- **PROBLEM DESCRIPTION**
Below are several records. Retype exactly those lines running from the one with "Move and modify" through the one with "I put zipped", end lines included, and no others.

[Records excerpted from a collection]

== Segment start ==

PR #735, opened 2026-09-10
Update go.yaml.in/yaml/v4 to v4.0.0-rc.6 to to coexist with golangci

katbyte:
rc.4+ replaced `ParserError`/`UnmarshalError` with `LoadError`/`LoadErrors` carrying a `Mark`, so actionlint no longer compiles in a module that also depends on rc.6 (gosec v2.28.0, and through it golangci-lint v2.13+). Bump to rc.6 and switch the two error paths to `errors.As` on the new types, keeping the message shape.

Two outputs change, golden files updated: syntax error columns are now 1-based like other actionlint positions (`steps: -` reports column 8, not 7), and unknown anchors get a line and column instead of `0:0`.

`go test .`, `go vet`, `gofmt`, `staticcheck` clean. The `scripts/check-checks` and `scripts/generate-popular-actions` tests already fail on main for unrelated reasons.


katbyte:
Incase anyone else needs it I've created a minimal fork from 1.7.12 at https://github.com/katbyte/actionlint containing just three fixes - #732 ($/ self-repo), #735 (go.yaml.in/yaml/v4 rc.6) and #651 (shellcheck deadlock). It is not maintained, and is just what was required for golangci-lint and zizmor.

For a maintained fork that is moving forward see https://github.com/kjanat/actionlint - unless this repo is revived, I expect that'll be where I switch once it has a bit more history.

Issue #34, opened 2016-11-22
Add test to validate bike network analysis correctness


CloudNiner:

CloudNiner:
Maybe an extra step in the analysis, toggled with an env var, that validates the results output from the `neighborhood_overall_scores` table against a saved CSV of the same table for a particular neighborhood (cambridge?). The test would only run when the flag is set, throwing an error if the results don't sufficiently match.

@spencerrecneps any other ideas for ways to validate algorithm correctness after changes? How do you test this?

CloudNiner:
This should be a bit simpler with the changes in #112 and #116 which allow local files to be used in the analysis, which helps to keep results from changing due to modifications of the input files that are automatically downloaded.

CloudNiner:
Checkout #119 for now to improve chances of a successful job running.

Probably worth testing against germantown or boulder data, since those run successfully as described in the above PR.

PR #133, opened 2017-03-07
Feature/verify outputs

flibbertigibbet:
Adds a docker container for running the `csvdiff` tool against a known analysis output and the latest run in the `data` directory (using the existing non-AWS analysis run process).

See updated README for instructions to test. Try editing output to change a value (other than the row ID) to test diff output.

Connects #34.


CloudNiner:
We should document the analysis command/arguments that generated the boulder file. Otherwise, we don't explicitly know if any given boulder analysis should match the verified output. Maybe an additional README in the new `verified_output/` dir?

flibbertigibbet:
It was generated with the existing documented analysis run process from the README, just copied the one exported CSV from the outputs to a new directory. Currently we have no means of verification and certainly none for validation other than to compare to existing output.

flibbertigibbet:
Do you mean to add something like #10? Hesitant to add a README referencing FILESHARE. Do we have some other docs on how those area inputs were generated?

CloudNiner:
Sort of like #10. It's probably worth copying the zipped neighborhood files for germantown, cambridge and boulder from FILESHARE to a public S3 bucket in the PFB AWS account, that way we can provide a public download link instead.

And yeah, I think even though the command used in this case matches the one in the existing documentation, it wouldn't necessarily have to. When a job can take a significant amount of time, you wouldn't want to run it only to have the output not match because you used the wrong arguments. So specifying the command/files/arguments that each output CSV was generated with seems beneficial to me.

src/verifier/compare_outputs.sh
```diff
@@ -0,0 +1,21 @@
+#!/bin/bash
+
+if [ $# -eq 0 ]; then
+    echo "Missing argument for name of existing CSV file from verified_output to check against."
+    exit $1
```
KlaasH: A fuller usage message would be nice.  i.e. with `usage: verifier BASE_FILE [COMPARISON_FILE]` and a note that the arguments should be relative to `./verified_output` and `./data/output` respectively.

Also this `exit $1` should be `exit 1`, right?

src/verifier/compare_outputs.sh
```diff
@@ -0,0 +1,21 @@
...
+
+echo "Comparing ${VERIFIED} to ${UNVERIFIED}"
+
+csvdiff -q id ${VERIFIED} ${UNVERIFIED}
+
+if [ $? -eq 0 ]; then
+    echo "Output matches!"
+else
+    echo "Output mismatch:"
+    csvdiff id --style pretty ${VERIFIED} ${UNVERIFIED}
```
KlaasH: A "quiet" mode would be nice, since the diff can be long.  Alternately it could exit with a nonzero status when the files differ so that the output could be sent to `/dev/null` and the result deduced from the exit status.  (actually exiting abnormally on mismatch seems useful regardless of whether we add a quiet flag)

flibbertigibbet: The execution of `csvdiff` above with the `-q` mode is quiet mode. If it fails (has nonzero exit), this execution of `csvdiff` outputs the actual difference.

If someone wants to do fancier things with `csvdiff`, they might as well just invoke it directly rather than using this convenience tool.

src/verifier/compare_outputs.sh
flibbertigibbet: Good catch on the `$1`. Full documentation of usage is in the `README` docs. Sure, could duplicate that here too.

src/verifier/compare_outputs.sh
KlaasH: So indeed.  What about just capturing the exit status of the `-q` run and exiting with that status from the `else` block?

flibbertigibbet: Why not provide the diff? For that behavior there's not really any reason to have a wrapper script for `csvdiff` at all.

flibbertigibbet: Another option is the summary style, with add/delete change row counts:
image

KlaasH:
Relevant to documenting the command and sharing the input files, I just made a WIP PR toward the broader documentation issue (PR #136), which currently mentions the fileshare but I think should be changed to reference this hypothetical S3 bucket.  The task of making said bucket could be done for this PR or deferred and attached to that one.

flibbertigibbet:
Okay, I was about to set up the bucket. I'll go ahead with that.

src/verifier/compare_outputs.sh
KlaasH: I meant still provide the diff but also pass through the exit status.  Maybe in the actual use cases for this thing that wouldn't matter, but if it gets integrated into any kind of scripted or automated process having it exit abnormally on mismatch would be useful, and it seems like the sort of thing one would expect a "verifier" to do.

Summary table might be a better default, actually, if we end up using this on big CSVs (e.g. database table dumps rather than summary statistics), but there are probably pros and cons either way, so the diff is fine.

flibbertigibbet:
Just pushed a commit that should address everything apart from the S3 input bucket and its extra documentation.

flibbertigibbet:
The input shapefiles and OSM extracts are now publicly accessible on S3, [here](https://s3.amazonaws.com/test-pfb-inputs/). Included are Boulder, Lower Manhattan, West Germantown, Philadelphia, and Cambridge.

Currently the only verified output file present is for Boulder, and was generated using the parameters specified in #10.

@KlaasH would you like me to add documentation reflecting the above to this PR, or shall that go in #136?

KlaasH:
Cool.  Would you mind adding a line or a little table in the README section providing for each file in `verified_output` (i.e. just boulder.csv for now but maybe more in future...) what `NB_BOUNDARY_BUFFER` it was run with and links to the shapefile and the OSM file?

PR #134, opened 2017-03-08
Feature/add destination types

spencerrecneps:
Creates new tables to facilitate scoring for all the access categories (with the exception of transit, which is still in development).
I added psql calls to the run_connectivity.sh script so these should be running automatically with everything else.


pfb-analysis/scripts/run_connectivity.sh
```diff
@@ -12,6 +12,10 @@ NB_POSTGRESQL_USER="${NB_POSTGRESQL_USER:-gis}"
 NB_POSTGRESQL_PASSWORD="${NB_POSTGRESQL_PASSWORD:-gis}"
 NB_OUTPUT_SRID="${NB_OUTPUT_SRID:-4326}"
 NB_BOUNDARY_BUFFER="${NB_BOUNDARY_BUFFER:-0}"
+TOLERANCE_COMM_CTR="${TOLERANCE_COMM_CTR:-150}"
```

== Segment end ==
== Segment start ==

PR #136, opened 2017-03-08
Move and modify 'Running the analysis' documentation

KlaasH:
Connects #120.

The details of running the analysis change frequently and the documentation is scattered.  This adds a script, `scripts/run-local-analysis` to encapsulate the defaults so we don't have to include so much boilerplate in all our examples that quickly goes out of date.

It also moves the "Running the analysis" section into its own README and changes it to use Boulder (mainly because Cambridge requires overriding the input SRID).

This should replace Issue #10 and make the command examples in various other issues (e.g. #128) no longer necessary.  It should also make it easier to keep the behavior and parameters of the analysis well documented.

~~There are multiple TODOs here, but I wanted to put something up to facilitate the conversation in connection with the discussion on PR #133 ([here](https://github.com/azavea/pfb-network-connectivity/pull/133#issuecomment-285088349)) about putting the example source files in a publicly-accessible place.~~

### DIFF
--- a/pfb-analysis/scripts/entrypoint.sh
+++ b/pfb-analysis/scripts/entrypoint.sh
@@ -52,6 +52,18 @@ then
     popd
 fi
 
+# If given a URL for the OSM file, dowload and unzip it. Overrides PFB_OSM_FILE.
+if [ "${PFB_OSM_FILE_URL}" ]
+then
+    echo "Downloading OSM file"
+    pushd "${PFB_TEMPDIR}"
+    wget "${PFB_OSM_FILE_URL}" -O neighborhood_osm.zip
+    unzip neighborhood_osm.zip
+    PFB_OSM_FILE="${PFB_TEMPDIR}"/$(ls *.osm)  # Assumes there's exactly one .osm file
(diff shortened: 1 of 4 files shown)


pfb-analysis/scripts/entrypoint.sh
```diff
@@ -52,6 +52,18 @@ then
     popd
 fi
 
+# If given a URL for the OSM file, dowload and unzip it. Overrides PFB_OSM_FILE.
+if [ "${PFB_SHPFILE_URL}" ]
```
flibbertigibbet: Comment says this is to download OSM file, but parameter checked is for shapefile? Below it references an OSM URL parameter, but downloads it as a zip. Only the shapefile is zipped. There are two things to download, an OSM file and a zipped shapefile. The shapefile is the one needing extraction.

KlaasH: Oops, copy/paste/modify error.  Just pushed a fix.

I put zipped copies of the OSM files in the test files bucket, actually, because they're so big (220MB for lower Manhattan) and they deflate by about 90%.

== Segment end ==

- **COMPLETED TASK**
Move and modify 'Running the analysis' documentation

KlaasH:
Connects #120.

The details of running the analysis change frequently and the documentation is scattered.  This adds a script, `scripts/run-local-analysis` to encapsulate the defaults so we don't have to include so much boilerplate in all our examples that quickly goes out of date.

It also moves the "Running the analysis" section into its own README and changes it to use Boulder (mainly because Cambridge requires overriding the input SRID).

This should replace Issue #10 and make the command examples in various other issues (e.g. #128) no longer necessary.  It should also make it easier to keep the behavior and parameters of the analysis well documented.

~~There are multiple TODOs here, but I wanted to put something up to facilitate the conversation in connection with the discussion on PR #133 ([here](https://github.com/azavea/pfb-network-connectivity/pull/133#issuecomment-285088349)) about putting the example source files in a publicly-accessible place.~~

### DIFF
--- a/pfb-analysis/scripts/entrypoint.sh
+++ b/pfb-analysis/scripts/entrypoint.sh
@@ -52,6 +52,18 @@ then
     popd
 fi
 
+# If given a URL for the OSM file, dowload and unzip it. Overrides PFB_OSM_FILE.
+if [ "${PFB_OSM_FILE_URL}" ]
+then
+    echo "Downloading OSM file"
+    pushd "${PFB_TEMPDIR}"
+    wget "${PFB_OSM_FILE_URL}" -O neighborhood_osm.zip
+    unzip neighborhood_osm.zip
+    PFB_OSM_FILE="${PFB_TEMPDIR}"/$(ls *.osm)  # Assumes there's exactly one .osm file
(diff shortened: 1 of 4 files shown)


pfb-analysis/scripts/entrypoint.sh
```diff
@@ -52,6 +52,18 @@ then
     popd
 fi
 
+# If given a URL for the OSM file, dowload and unzip it. Overrides PFB_OSM_FILE.
+if [ "${PFB_SHPFILE_URL}" ]
```
flibbertigibbet: Comment says this is to download OSM file, but parameter checked is for shapefile? Below it references an OSM URL parameter, but downloads it as a zip. Only the shapefile is zipped. There are two things to download, an OSM file and a zipped shapefile. The shapefile is the one needing extraction.

KlaasH: Oops, copy/paste/modify error.  Just pushed a fix.

I put zipped copies of the OSM files in the test files bucket, actually, because they're so big (220MB for lower Manhattan) and they deflate by about 90%.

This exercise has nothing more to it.